Context and background

In real-world video and image analysis, traditional closed-set object detection (CSOD) models—those limited to a fixed list of predefined categories—struggle when objects appear that were not part of the training data. This challenge is magnified in dynamic environments where new, unknown, or user-defined objects frequently emerge. Examples highlighted in practice include media publishers tracking emerging brands in user-generated content, advertisers analyzing product appearances in influencer videos despite visual variability, retailers enabling flexible, descriptive search, and even self-driving or manufacturing contexts where novel debris or defects may appear. When unknown objects are encountered, CSOD models can misclassify or ignore them, reducing their usefulness for real-world workflows. Open-set object detection (OSOD) addresses this gap by enabling models to detect both known and unseen objects, including objects not seen during training. OSOD supports flexible input prompts—from specific object names to open-ended descriptions—and can adapt to user-defined targets in real time without retraining. By combining visual recognition with semantic understanding—often via vision-language models—OSOD lets users query the system broadly, even when the target is unfamiliar or ambiguous. AWS ML Blog Amazon Bedrock Data Automation is a cloud-based service that extracts insights from unstructured content, including documents, images, video, and audio. For video, it supports chapter segmentation, frame-level text detection, chapter-level classification using Interactive Advertising Bureau (IAB) taxonomies, and frame-level OSOD. The OSOD capability is available on Bedrock Data Automation video blueprints, enabling a video + text prompt workflow to detect desired objects at the frame level. AWS ML Blog

What’s new

The OSOD capability is integrated into Amazon Bedrock Data Automation’s video analysis features, delivering powerful, flexible object detection without retraining.

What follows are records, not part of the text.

PR #1042, opened 2025-05-08
Pair resizeMode: "none" settings-dictionaries w/identical crop-and-scale ones.

### LINKED ISSUE #1041: Clarify resizeMode: none ⊆ crop-and-scale
While [implementing resizeMode](https://phabricator.services.mozilla.com/D241316#8589575), we ran into some confusion:
> a camera with one capability of 640x480@30 and the constraint `{resizeMode: {exact: 'crop-and-scale'}}`, what settings do we pick?

A strict interpretation of the [fitness distance](https://w3c.github.io/mediacapture-main/#dfn-fitness-distance) algorithm might suggest this should _exclude_ native modes, and return the lower-distance 639x480@30.

But that's an undesirable result, unless one's goal is to constrain around non-native modes, which was never our intent.

The more intuitive expectation (that also matches implementations) is that `"none"` acts as a filter. I.e. native modes ⊆ `crop-and-scale` modes.

Fix:
- Pair every [settings dictionary](https://w3c.github.io/mediacapture-main/#dfn-settings-dictionary) containing `resizeMode: "none"`, with an identical settings dictionary containing `resizeMode: crop-and-scale`.

jan-ivar:
Fixes #1041.

### DIFF
--- a/getusermedia.html
+++ b/getusermedia.html
@@ -1183,6 +1183,19 @@ interface MediaStreamTrack : EventTarget {
                             constrainable properties that at times <a>must not
                             be exposed</a>.</p>
                           </li>
+                          <li>
+                            <p>For every [=settings dictionary=] with
+                            <a href="#def-constraint-resizeMode">resizeMode</a>
+                            set to
+                            <a href="#idl-def-VideoResizeModeEnum.none">"none"</a>,
+                            the [=User Agent=] MUST include another otherwise
+                            identical [=settings dictionary=] with
+                            <a href="#def-constraint-resizeMode">resizeMode</a>
+                            set to
+                            <a href="#idl-def-VideoResizeModeEnum.cropandscale">"crop-and-scale"</a>.
+                            Constraining around non-native modes is not possible.
+                            </p>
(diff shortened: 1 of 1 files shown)


youennf (approved):

getusermedia.html
```diff
@@ -1183,6 +1183,19 @@ <h2>Methods</h2>
...
+                            <p>For every [=settings dictionary=] with
+                            <a href="#def-constraint-resizeMode">resizeMode</a>
+                            set to
+                            <a href="#idl-def-VideoResizeModeEnum.none">"none"</a>,
+                            the [=User Agent=] MUST include another otherwise
+                            identical [=settings dictionary=] with
+                            <a href="#def-constraint-resizeMode">resizeMode</a>
+                            set to
+                            <a href="#idl-def-VideoResizeModeEnum.cropandscale">"crop-and-scale"</a>.
+                            Constraining around non-native modes is not possible.
```
jan-ivar, line 1196: Add a note saying this effectively means crop-and-scale is a superset of none.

  • Frame-level OSOD in video blueprints: You provide a video and a text prompt specifying the objects to detect. For each frame, the model outputs a dictionary containing bounding boxes in XYWH format (the x and y coordinates of the top-left corner, followed by width and height), along with corresponding labels and confidence scores. This enables precise localization and ranking of detections across the timeline.
  • Flexible prompt and dynamic fields: The input text can be highly flexible, enabling dynamic fields in the video blueprints powered by OSOD. You can define prompts that reflect current business questions, such as locating certain devices or objects, or more general scene-level targets.
  • Output customization: The workflow supports filtering by high-confidence detections or other criteria to balance precision and recall according to needs.
  • Broader Bedrock video capabilities: In addition to OSOD, the platform provides chapter segmentation, frame-level text detection, and chapter-level IAB taxonomy classification, all integrated with the OSOD capability to support end-to-end video insights. This combination helps streamline contextual advertising, security monitoring, and other analysis workflows.
  • Practical use cases and examples: Advertisers can run A/B tests to compare ad placement effectiveness across locations; prompts like “Detect the locations of echo devices” demonstrate how the system can be steered toward practical, business-relevant targets. Other prompts illustrate identifying key elements in a video, or checking for potentially dangerous elements in home-security scenarios. The system can also locate specific objects with descriptive prompts like “Detect the white car with red wheels.”
  • Outputs and sample blueprints: A sample blueprint schema and example outputs are provided to illustrate how objects and their bounding boxes appear in the per-frame results. While the article references a GitHub repository for full examples, the key takeaway is that the OSOD-enabled blueprint outputs detailed per-frame detections that can be consumed by downstream pipelines. AWS ML Blog The OSOD capability within Bedrock Data Automation significantly enhances the ability to extract actionable insights from video content. By combining flexible text-driven queries with frame-level object localization, OSOD helps users across industries implement intelligent video analysis workflows—ranging from targeted ad evaluation and security monitoring to custom object tracking. Integrated into the broader suite of video analysis tools in Bedrock Data Automation, OSOD reduces the need for manual intervention and rigid pre-defined schemas, supporting scalable, real-world applications. AWS ML Blog

Why it matters (impact for developers/enterprises)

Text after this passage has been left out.